Regulators of G protein signaling (RGS) proteins are a family with more than 30 proteins that all contain an RGS domain. In the past decade, increasing evidence has indicated that RGS proteins play crucial roles in the regulation of G protein coupling receptors (GPCR), G proteins, and calcium signaling during cell proliferation, migration, and differentiation in a variety of tissues. In bone, those proteins modulate bone development and remodeling by influencing various signaling pathways such as GPCR-G protein signaling, Wnt, calcium oscillations and PTH. This review summarizes the recent advances in the understanding of the regulation of RGS gene expression, as well as the functions and mechanisms of RGS proteins, especially in regulating GPCR-G protein signaling, Wnt signaling, calcium oscillations signaling and PTH signaling during bone development and remodeling.
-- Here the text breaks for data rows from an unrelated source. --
PR #1371, opened 2023-10-13
cleanup unused and disconnected globus destinations

peetucket:
# Why was this change made? 🤔

Previous work in #1354 cleans up Globus destinations that were created more than 1 week ago for completed accessioning jobs .  Discussion with Andrew indicates we should also cleanup disconnected Globus destinations that are more than 1 month old.  These are destinations that were created but for which an associated job was never even created.

This PR adds that second form of cleanup to the first.

There is also a previously created rake task that clears ALL Globus destinations for a specific user, but the hope is that this is a last resort that would not be needed if we perform these automated cleanups.  See https://github.com/sul-dlss/pre-assembly/blob/main/lib/tasks/globus.rake

~~HOLD for testing on QA~~

New specs and tested on QA

### DIFF
--- a/app/models/batch_context.rb
+++ b/app/models/batch_context.rb
@@ -103,6 +103,11 @@ class BatchContext < ApplicationRecord
     globus_destination.url
   end
 
+  # helper method to check if any associated job_runs have completed accessioning
+  def accessioning_complete?
+    job_runs.present? && job_runs.any?(&:accessioning_complete?)
+  end
+
   private
 
   def object_manifest_path
--- a/app/models/globus_destination.rb
+++ b/app/models/globus_destination.rb
@@ -9,9 +9,9 @@ class GlobusDestination < ApplicationRecord
   scope :active, -> { where(deleted_at: nil) }
   scope :older_than, ->(time) { where('created_at < ?', time) }
 
-  # A helper method to find potential Globus Destinations to cleanup (will also depend on accessioning status)
-  def self.find_stale
-    active.older_than(1.week.ago)
+  # A helper method to find potential Globus Destinations to cleanup
+  def self.find_stale(timeframe)
+    active.older_than(timeframe)
   end
 
   # A helper to look up the GlobusDestination object using a Globus URL.
--- a/app/services/globus_cleanup.rb
+++ b/app/services/globus_cleanup.rb
@@ -14,9 +14,6 @@ class GlobusCleanup
       next unless dest.batch_context&.accessioning_complete?
 
       cleanup_destination(dest)
-      Rails.logger.info("GlobusCleanup done for batch_context #{dest.batch_context.id}, globus_destination #{dest.id})")
-    rescue StandardError => e # catch any "Access rule not found" errors from Globus
-      Honeybadger.notify(e, context: { message: 'GlobusCleanup failed', globus_destination_id: dest.id, batch_context_id: dest.batch_context.id })
     end
   end
 
@@ -26,9 +23,6 @@ class GlobusCleanup
       next if dest.batch_context.present?
 
       cleanup_destination(dest)
-      Rails.logger.info("GlobusCleanup done for globus_destination #{dest.id})")
-    rescue StandardError => e # catch any "Access rule not found" errors from Globus
-      Honeybadger.notify(e, context: { message: 'GlobusCleanup failed', globus_destination_id: dest.id })
     end
   end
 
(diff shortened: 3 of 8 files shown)


app/models/globus_destination.rb
```diff
@@ -9,9 +9,9 @@ class GlobusDestination < ApplicationRecord
   scope :active, -> { where(deleted_at: nil) }
   scope :older_than, ->(time) { where('created_at < ?', time) }
 
-  # A helper method to find potential Globus Destinations to cleanup (will also depend on accessioning status)
-  def self.find_stale
-    active.older_than(1.week.ago)
+  # A helper method to find potential Globus Destinations to cleanup
+  def self.find_stale(timeframe)
+    active.older_than(timeframe)
   end
```
peetucket, line 15: since we now have to two different timeframes for when something is stale, use a param

app/models/batch_context.rb
```diff
@@ -103,6 +103,11 @@ def active_globus_url
     globus_destination.url
   end
 
+  # helper method to check if any associated job_runs have completed accessioning
+  def accessioning_complete?
+    job_runs.present? && job_runs.any?(&:accessioning_complete?)
+  end
+
   private
```
peetucket, line 111: this used to be inlined in the cleanup job, but moved it to here to address rubocop concerns about complexity (and it could be useful elsewhere too)

spec/factories/batch_contexts.rb
```diff
@@ -45,9 +45,5 @@
     trait :with_deleted_globus_destination do
       globus_destination { association :globus_destination, :deleted }
     end
-
-    trait :with_stale_globus_destination do
-      globus_destination { association :globus_destination, :stale }
-    end
   end
```
peetucket, line 48: turns out I never used this trait

spec/factories/globus_destination.rb
```diff
@@ -14,7 +14,7 @@
     end
 
     trait :stale do
-      created_at { 1.month.ago }
+      created_at { 2.months.ago }
       deleted_at { nil }
```
peetucket, line 18: since some types of stale destinations can now be 1 month old, let's make sure they are extra extra stale

spec/models/globus_destination_spec.rb
```diff
@@ -82,7 +82,7 @@
   end
 
   describe '.stale' do
-    let(:stale_destinations) { described_class.find_stale }
+    let(:stale_destinations) { described_class.find_stale(1.week.ago) }
     let(:active_globus_destination) { create(:globus_destination, user:, created_at: 1.day.ago) }
```
peetucket, line 86: this method now takes a param

spec/models/batch_context_spec.rb
```diff
@@ -137,6 +137,33 @@
...
+    context 'when completed job_runs' do
+      before { create(:job_run, :preassembly, batch_context: bc, state: 'accessioning_complete') }
+
+      it 'is true' do
+        expect(bc.job_runs.present?).to be true
+        expect(bc.accessioning_complete?).to be true
+      end
+    end
+  end
+
```
peetucket, line 166: test for new helper method

app/services/globus_cleanup.rb
```diff
@@ -1,11 +1,17 @@
...
-    GlobusDestination.find_stale.each do |dest|
-      next unless dest.batch_context.job_runs.any?(&:accessioning_complete?)
+    cleanup_stale_completed
+    cleanup_stale_unused
+  end
+
+  # Removes globus access rules for completed accessioning jobs
+  def self.cleanup_stale_completed
+    GlobusDestination.find_stale(1.week.ago).each do |dest|
+      next unless dest.batch_context&.accessioning_complete?
```
peetucket, line 14: this one looks 1 week back

app/services/globus_cleanup.rb
```diff
@@ -14,6 +20,18 @@ def self.run
     end
   end
 
+  # Removes globus access rules for unused destinations that don't have an associated batch context
+  def self.cleanup_stale_unused
+    GlobusDestination.find_stale(1.month.ago).each do |dest|
+      next if dest.batch_context.present?
```
peetucket, line 26: this one looks 1 month back

app/services/globus_cleanup.rb
```diff
@@ -19,5 +31,8 @@ def self.cleanup_destination(dest)
     user_id = "#{dest.user.sunet_id}@stanford.edu"
     GlobusClient.delete_access_rule(path: dest.destination_path, user_id:)
     dest.update!(deleted_at: Time.zone.now)
+    Rails.logger.info("GlobusCleanup done for globus_destination #{dest.id})")
+  rescue StandardError => e # catch any "Access rule not found" errors from Globus
+    Honeybadger.notify(e, context: { message: 'GlobusCleanup failed', globus_destination_id: dest.id })
   end
```
peetucket, line 37: move the exception handling down to the one place that is running `GlobusClient` instead of repeating in the two methods above

ndushay (approved):
LGTM.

This review also highlights the regulation of different RGS proteins in osteoblasts, chondrocytes and osteoclasts. The knowledge from the recent advances of RGS study summarized in the review would provide the insights into new therapies for bone diseases.

Figure 1

RGS proteins in the regulation of GPCR, PTH, and Wnt signaling pathways during bone remodeling. Binding of Wnt to the FZD receptor induces β-catenin accumulation, which translocates to the nucleus to activate target gene transcription, which is important for osteoblast differentiation. Axin2, a member of the RGS family, is found to form a stable complex with β-catenin to prevent its activation without Wnt. In osteoblasts, binding of PTH to its G-protein-coupled receptor (PTHR/PTHrPR) induces the expression of RGS proteins such as RGS2 and RGS5 via activation of the cAMP/PKA- pathway. RGS2 predominately binds to the Gq-subunit of the G-protein complex and inhibits activation of the PKC/Ca²⁺ dependent signaling cascade, which is involved in osteoblast differentiation. RGS5 likely regulates osteoblast differentiation through the regulation of PTH levels. In osteoclasts, PKC/Ca²⁺-induced NFATc1 is crucial for osteoclast differentiation. PLC is suggested to regulate the NFATc1 expression through IP3/DAG. RGS10 and RGS12 regulate the activity of Gαq and Gαi/o to activate PLC, which is critical for calcium oscillation and the activation of NFATc1. NFATc1 activation leads to osteoclast differentiation. RGS18 negatively regulates osteoclast differentiation through acidosis-induced osteoclastogenic OGR1/NFAT signaling pathway.